### Task directions
Starting at the line that holds "### LINKED ISSUE #712: Busola" and stopping at the line that holds "- Delete existing Compass application.", restate the records below word for word, with both of those lines included.

### Records shown
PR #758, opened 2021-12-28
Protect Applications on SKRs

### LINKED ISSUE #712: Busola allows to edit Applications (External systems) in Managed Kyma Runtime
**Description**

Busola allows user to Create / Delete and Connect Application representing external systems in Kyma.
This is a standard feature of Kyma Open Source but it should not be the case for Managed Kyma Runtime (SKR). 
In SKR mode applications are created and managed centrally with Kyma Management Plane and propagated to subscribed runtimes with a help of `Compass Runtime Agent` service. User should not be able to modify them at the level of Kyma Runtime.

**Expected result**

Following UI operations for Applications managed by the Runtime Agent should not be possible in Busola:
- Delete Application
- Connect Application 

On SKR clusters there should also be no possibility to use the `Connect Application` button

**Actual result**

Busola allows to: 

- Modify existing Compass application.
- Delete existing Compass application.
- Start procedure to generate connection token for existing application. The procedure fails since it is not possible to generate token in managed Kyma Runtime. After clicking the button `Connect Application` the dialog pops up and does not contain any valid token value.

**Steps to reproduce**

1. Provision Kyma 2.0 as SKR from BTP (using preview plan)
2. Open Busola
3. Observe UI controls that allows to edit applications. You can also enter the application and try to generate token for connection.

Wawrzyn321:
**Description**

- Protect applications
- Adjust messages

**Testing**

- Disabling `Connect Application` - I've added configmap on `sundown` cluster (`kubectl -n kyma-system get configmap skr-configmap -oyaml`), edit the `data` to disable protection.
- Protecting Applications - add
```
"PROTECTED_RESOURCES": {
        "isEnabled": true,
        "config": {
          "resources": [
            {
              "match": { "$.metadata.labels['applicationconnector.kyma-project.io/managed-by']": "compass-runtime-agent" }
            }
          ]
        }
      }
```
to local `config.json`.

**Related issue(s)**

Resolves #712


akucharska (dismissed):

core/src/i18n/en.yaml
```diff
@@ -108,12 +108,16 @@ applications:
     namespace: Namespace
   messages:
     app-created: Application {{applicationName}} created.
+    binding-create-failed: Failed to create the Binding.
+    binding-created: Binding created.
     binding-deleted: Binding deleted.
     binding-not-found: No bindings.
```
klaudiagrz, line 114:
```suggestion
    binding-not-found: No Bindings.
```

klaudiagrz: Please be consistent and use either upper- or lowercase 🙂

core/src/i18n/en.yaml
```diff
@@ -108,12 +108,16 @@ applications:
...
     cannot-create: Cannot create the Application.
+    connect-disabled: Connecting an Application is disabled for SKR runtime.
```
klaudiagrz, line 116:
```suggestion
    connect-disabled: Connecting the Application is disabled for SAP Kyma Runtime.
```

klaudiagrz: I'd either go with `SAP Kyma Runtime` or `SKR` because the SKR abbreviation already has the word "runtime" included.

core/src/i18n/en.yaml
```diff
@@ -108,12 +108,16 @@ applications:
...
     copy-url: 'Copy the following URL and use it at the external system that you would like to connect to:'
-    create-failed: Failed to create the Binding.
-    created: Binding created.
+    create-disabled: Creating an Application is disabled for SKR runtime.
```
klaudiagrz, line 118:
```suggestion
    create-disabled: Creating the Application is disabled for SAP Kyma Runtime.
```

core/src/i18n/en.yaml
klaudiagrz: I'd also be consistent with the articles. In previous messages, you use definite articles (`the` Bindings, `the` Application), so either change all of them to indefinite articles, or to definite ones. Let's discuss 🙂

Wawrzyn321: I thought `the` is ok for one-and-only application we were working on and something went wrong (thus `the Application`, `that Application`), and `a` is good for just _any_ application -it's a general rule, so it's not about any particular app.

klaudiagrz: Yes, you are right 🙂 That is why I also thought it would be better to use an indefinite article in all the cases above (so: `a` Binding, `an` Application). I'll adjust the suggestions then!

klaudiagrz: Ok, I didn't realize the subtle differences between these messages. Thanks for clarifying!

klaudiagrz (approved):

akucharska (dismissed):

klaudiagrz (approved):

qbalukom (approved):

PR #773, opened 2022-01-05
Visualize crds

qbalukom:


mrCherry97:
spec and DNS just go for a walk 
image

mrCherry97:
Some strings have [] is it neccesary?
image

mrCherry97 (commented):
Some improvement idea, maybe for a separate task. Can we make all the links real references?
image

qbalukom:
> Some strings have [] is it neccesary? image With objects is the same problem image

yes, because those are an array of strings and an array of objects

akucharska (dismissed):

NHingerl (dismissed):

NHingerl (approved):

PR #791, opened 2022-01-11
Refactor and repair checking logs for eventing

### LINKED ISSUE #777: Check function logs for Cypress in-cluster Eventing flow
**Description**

==

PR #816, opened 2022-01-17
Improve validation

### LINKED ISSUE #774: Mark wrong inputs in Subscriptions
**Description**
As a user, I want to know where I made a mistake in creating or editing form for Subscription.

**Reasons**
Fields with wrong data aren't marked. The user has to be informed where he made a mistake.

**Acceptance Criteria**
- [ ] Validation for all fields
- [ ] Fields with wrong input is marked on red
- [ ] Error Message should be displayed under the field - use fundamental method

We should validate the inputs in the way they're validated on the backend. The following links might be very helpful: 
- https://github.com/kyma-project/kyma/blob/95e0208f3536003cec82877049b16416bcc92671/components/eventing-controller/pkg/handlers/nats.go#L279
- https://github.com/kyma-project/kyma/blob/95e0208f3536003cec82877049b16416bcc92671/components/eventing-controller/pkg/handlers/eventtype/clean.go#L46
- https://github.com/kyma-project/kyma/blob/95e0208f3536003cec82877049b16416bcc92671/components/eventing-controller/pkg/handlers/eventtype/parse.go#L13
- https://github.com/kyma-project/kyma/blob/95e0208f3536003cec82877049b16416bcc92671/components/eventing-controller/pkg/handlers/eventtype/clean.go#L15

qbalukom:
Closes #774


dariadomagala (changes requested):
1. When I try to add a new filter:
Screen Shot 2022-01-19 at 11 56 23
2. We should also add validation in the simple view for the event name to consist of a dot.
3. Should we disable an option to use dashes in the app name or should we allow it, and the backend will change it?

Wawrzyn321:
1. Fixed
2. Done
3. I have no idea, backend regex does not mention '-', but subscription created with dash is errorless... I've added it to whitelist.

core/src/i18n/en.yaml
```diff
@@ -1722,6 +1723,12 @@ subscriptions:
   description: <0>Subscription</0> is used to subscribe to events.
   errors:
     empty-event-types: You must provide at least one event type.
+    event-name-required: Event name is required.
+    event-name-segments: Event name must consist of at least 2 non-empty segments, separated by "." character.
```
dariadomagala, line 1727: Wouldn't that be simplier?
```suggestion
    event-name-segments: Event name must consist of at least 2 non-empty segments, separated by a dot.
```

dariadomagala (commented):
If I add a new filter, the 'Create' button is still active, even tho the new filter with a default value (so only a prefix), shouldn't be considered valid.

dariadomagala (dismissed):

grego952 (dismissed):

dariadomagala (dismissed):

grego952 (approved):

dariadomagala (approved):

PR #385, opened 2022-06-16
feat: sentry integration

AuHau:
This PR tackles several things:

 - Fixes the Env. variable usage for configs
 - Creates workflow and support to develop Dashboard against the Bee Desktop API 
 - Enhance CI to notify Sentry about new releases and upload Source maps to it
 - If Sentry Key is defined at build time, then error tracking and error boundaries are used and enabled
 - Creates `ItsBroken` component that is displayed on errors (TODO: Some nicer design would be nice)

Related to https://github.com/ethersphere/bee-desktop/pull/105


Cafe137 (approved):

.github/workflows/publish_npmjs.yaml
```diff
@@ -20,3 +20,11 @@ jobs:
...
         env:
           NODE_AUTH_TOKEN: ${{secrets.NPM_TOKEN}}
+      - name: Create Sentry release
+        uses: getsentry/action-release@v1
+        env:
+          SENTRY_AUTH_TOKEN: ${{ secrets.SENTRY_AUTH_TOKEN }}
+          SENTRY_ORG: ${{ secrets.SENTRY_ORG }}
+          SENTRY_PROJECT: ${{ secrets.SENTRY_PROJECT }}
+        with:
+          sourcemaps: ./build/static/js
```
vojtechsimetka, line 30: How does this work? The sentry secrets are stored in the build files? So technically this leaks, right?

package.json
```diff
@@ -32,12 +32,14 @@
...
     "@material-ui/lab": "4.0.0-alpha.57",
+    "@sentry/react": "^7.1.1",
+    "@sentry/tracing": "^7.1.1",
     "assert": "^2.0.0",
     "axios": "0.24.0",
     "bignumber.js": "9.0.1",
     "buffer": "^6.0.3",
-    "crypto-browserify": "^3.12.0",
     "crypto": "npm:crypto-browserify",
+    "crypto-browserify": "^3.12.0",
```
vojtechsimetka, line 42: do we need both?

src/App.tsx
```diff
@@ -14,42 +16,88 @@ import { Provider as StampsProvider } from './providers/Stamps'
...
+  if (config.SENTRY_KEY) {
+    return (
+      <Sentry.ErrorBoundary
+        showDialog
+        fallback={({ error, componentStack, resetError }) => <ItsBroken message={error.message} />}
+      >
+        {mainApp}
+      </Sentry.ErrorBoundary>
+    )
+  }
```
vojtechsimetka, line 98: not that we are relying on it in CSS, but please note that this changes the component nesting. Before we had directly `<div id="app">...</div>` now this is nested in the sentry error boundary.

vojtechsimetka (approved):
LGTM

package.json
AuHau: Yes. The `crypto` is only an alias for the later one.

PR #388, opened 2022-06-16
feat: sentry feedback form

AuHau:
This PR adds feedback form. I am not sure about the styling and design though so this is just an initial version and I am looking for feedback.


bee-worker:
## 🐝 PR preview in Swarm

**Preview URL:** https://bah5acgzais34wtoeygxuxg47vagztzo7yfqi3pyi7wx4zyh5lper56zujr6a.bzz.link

==

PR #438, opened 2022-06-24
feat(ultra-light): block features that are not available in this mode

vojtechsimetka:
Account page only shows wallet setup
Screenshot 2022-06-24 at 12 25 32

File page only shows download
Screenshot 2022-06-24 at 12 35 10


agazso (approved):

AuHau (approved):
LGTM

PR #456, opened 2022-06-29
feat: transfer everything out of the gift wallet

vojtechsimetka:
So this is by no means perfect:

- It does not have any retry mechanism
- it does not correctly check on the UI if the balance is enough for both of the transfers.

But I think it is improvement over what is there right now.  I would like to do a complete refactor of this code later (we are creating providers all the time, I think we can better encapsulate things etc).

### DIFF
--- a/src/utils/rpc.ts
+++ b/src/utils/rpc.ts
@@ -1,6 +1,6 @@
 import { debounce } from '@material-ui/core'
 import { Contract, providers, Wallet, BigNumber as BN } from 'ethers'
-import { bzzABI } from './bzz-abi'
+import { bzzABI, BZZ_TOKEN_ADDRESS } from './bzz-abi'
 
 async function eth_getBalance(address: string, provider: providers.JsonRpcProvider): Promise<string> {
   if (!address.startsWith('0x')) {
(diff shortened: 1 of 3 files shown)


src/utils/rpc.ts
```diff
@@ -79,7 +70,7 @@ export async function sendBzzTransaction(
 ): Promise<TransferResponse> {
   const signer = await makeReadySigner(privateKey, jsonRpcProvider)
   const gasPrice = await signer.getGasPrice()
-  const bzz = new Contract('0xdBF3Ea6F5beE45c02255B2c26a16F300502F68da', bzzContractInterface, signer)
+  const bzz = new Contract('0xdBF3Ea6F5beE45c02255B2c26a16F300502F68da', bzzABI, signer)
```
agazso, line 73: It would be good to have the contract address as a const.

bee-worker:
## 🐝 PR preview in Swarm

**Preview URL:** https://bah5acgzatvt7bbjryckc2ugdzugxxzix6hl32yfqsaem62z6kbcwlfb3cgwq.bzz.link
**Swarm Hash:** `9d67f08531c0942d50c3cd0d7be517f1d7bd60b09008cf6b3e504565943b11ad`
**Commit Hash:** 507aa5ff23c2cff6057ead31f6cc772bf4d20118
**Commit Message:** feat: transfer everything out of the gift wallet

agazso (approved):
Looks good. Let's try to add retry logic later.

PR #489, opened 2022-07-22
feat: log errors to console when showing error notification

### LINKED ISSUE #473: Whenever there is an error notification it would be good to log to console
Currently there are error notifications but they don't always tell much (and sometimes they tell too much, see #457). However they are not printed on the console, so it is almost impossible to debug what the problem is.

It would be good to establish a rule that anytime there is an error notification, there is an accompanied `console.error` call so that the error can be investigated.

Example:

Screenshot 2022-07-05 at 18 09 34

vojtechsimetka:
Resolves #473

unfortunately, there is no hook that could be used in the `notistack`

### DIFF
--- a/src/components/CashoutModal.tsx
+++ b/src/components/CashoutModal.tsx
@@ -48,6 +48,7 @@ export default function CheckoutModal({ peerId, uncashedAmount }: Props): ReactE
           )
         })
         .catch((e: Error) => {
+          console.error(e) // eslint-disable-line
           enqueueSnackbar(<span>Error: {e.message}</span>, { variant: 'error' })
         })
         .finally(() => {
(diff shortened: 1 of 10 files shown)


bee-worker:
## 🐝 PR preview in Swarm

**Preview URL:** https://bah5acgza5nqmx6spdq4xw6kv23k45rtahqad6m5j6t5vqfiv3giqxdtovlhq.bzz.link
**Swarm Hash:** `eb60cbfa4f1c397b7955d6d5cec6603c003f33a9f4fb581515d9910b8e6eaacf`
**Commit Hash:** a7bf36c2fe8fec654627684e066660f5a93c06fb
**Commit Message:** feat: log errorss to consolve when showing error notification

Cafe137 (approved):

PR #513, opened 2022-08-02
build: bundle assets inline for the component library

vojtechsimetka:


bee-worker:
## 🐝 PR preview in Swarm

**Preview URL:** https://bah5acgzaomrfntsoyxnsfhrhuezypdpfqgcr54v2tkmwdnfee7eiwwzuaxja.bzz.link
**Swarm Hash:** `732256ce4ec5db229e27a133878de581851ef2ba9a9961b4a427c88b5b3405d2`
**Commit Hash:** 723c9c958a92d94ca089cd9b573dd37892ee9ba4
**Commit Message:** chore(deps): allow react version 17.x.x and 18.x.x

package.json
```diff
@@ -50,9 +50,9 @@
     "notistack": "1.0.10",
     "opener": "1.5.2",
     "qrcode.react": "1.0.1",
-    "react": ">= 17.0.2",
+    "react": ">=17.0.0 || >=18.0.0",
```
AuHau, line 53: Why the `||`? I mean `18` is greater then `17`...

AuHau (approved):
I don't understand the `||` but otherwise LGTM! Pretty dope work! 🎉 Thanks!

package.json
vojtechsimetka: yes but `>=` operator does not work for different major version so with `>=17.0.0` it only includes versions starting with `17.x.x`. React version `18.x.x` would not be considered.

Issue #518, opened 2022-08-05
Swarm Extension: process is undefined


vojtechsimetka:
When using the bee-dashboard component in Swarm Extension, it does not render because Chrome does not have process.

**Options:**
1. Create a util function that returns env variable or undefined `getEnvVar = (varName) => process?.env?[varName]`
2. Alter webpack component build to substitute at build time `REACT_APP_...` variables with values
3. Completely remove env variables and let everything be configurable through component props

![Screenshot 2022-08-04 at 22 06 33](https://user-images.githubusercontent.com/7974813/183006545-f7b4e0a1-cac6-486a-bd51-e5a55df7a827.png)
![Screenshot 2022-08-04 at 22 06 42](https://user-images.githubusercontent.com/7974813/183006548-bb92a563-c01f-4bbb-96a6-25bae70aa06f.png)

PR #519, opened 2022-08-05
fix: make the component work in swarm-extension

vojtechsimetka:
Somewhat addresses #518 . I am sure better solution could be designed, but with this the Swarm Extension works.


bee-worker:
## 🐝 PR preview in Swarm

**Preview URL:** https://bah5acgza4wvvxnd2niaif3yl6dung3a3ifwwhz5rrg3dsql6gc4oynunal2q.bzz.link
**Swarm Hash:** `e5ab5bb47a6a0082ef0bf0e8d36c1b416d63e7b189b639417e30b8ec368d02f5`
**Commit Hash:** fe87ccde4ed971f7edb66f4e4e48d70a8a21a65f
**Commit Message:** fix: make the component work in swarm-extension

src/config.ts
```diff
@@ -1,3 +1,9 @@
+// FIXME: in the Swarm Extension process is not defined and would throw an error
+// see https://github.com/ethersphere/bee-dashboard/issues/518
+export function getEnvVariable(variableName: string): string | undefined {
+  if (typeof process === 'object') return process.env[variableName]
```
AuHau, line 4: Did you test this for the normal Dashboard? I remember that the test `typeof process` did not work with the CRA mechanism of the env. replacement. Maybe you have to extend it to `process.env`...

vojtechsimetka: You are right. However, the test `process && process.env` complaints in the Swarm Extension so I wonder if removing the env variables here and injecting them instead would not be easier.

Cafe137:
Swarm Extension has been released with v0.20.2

### Exercise solution
### LINKED ISSUE #712: Busola allows to edit Applications (External systems) in Managed Kyma Runtime
**Description**

Busola allows user to Create / Delete and Connect Application representing external systems in Kyma.
This is a standard feature of Kyma Open Source but it should not be the case for Managed Kyma Runtime (SKR). 
In SKR mode applications are created and managed centrally with Kyma Management Plane and propagated to subscribed runtimes with a help of `Compass Runtime Agent` service. User should not be able to modify them at the level of Kyma Runtime.

**Expected result**

Following UI operations for Applications managed by the Runtime Agent should not be possible in Busola:
- Delete Application
- Connect Application 

On SKR clusters there should also be no possibility to use the `Connect Application` button

**Actual result**

Busola allows to: 

- Modify existing Compass application.
- Delete existing Compass application.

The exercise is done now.